One of the clearest is that AI-assisted code auditing has become economically viableWhat previously would have required a team of specialists working for weeks can now have an initial automated sweep in a matter of hours or days, at a much lower cost than a thorough manual review.
Another lesson is that the Detection speed begins to outpace human correction capacityTools like Claude can quickly find dozens of potential vulnerabilities, but the bottleneck becomes the ability of internal teams to validate, prioritize, and patch those problems without breaking other parts of the system.

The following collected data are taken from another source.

PR #2314, opened 2023-03-23
Remove duplicated CBMC Viewer version string

karkhaz:
This ensures that the version string does not need to be updated in two places, either manually or via a release script.

### Testing:

```sh
$ source kani-dependencies
$ echo $CBMC_VIEWER_VERSION                                                           
3.8
```

### Checklist

### DIFF
--- a/kani-dependencies
+++ b/kani-dependencies
@@ -1,4 +1,7 @@
 CBMC_VERSION="5.79.0"
-# If you update this version number, remember to bump it in `src/setup.rs` too
-CBMC_VIEWER_VERSION="3.8"
+CBMC_VIEWER_VERSION=$(
+  grep "cbmc-viewer==" < src/setup.rs |
+  awk -F== '{print $2}' |
+  awk -F '"' '{print $1}'
+)
 KISSAT_VERSION="3.0.0"
--- a/src/setup.rs
+++ b/src/setup.rs
@@ -137,7 +137,6 @@ fn setup_python_deps(kani_dir: &Path, os: &os_info::Info) -> Result<()> {
     println!("[4/5] Installing Kani python dependencies...");
     let pyroot = kani_dir.join("pyroot");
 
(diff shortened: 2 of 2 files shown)


feliperodri (approved):

jaisnan (approved):
Thanks!

kani-dependencies
```diff
@@ -1,4 +1,7 @@
 CBMC_VERSION="5.79.0"
-# If you update this version number, remember to bump it in `src/setup.rs` too
-CBMC_VIEWER_VERSION="3.8"
+CBMC_VIEWER_VERSION=$(
```
zhassan-aws, line 2: We wanted to use `kani-dependencies` as the single source of truth for versions of dependencies, so I would rather keep the version explicit here and instead update `src/setup.rs` to read the version from this file.

jaisnan: Thanks for catching that.

karkhaz: @zhassan-aws as part of @jaisnan's release script work, we will also need to store the GitHub repositories of each of these tools somewhere. It would be nice not to have to store them in two different places.

Can I suggest that we convert this file into JSON? The file is only ever used from the various `install_*.sh` scripts that run in CI. Thus, we could continue to read the versions if the CI has `jq` available. My proposal is to write the file like this:

```json
{
  "CBMC_VIEWER": {
    "version": "3.8",
    "url": "https://github.com/model-checking/cbmc-viewer",
  }
}
```

Then `install_cbmc.sh` would do
```sh
CBMC_VERSION=$(jq -e CBMC.version < kani-dependencies.json)
```
and `setup.rs` would also parse the file with a JSON parser to find the CBMC Viewer version.

What do you think?

zhassan-aws: Converting it to a JSON file is definitely a good idea.

celinval: Actually, I don't understand why we want JSON here.

PR #2322, opened 2023-03-28
Run "slow" tests as part of pull request checks

tautschnig:
### Description of changes: 

The execution of this check takes less than 15 minutes, which is well below our overall CI time for pull requests (around 45 minutes). Making these tests part of pull request checks will ensure we catch problems early.

### Resolved issues:

n/a

### Related RFC:

n/a

### Call-outs:

n/a

### Testing:

* How is this change tested? Part of this pull request.

* Is this a refactor change? Sort of - refactoring of CI.

### Checklist

### DIFF
--- a/.github/workflows/slow-tests.yml
+++ b/.github/workflows/slow-tests.yml
@@ -1,14 +1,10 @@
 # Copyright Kani Contributors
 # SPDX-License-Identifier: Apache-2.0 OR MIT
 
-# We use block scalar notation to allow us to add ":" to the workflow name.
-name: >-
-  Nightly: Slow tests
-
+name: Slow tests
 on:
-  schedule:
-    - cron: "30 5 * * *" # Run this every day at 05:30 UTC
-  workflow_dispatch:     # Allow manual dispatching for a custom branch / tag.
+  push:
+    branches: [ main ]
 
 env:
   RUST_BACKTRACE: 1


zhassan-aws:
Also worth mentioning that there are many harnesses in the `tokio-proofs` regression that are currently disabled because they ran for more than 2 hours. I just tried [one of them](https://github.com/model-checking/kani/blob/a7580847a3525f07330dae60510fc2fc78354af3/tests/slow/tokio-proofs/src/tokio/io_chain.rs#L15) and it completed in 3 seconds (after updating the unwind to 12). So we should revisit them and check which ones we can enable.

tautschnig:
It seems the tests themselves (tokio-proofs) take between 2 to 3 minutes, but then I don't know what those tests are specifically testing - I could just move them to a new folder under `tests/` (`tests/tokio-proofs`), but I don't know whether that's justified. Also, in doing so `tests/slow` would be left empty, so I'd have to add a dummy file to keep the folder in git.

For the moment I took a different approach and moved the runs from "Nightly" to run-on-push-to-main: there is nothing in these tests where a different day would make a difference, it's all about the code we have in the repository. So we should detect problems as early as possible, and if we think that (eventually) those tests will take too long for pull-request CI then let's run them immediately after the merge so that we know as soon as possible when we messed up.

karkhaz (approved):

celinval (changes requested):
I agree with @zhassan-aws. We should move those harnesses out of the slow folder. If that leaves us with no slow harness, then we should change this job to not fail if there is no test.

tautschnig:
Closing as I will instead move no-longer-slow tests into the regular test suite as suggested.

PR #2334, opened 2023-04-03
Delete Generator/discriminant test

karkhaz:
This test is flaky in CI; removing until we can diagnose and fix the failure.

### Description of changes: 

Describe Kani's current behavior and how your code changes that behavior. If there are no issues this PR is resolving, explain why this change is necessary.

### Checklist


qinheping (approved):

qinheping:
Can we instead make it a fixme test and create an issue to remind us to fix it later? https://model-checking.github.io/kani/regression-testing.html#fixme-tests

karkhaz:
I'm not sure if fixme would work here because the test is flaky. It sometimes appears to memout in CI, but otherwise works. So we can't add an expected result I think...

zhassan-aws:
I agree adding `fixme` won't work because the test sometimes passes, so the `kani-fixme` suite may fail.

But, as @qinheping pointed out, can we at least file an issue to track re-enabling this test?

karkhaz:
Yes, opened https://github.com/model-checking/kani/issues/2337

zhassan-aws (approved):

It is also clear that Open source is not synonymous with guaranteed securityHowever, it does offer one significant advantage: transparency. Projects like Firefox, very popular in Europe for their focus on privacy, allow both the community and automated agents to continuously review the code, something impossible in closed solutions.
For many organizations, integrating AI into the development pipeline—for example, by incorporating automated analytics into the CI/CD phases—can become a differentiating factor when demonstrating regulatory complianceThis is becoming increasingly relevant with the future application of European standards on cybersecurity and critical software.
At the same time, the case serves as a reminder that attackers also have access to similar technologies. The current advantage seems to be on the side of the defense.AI is better at finding and helping to correct flaws than exploiting them, but no one takes it for granted that this advantage will last for many years.
In this scenario, security managers in European companies—from banks to e-commerce platforms or digital utilities—are beginning to see these tools not as an experimental extra, but as another piece of their software protection strategy.
The Firefox and Anthropic debacles demonstrate how a well-guided and supervised AI model can act as a top-tier security auditor: it can review large codebases, detect complex errors, and propose solutions very quickly. At the same time, it makes it clear that the final decision still rests with human teams, who must decide what to patch, how, and with what priorities, in a landscape where the pace of software and threat evolution continues to accelerate.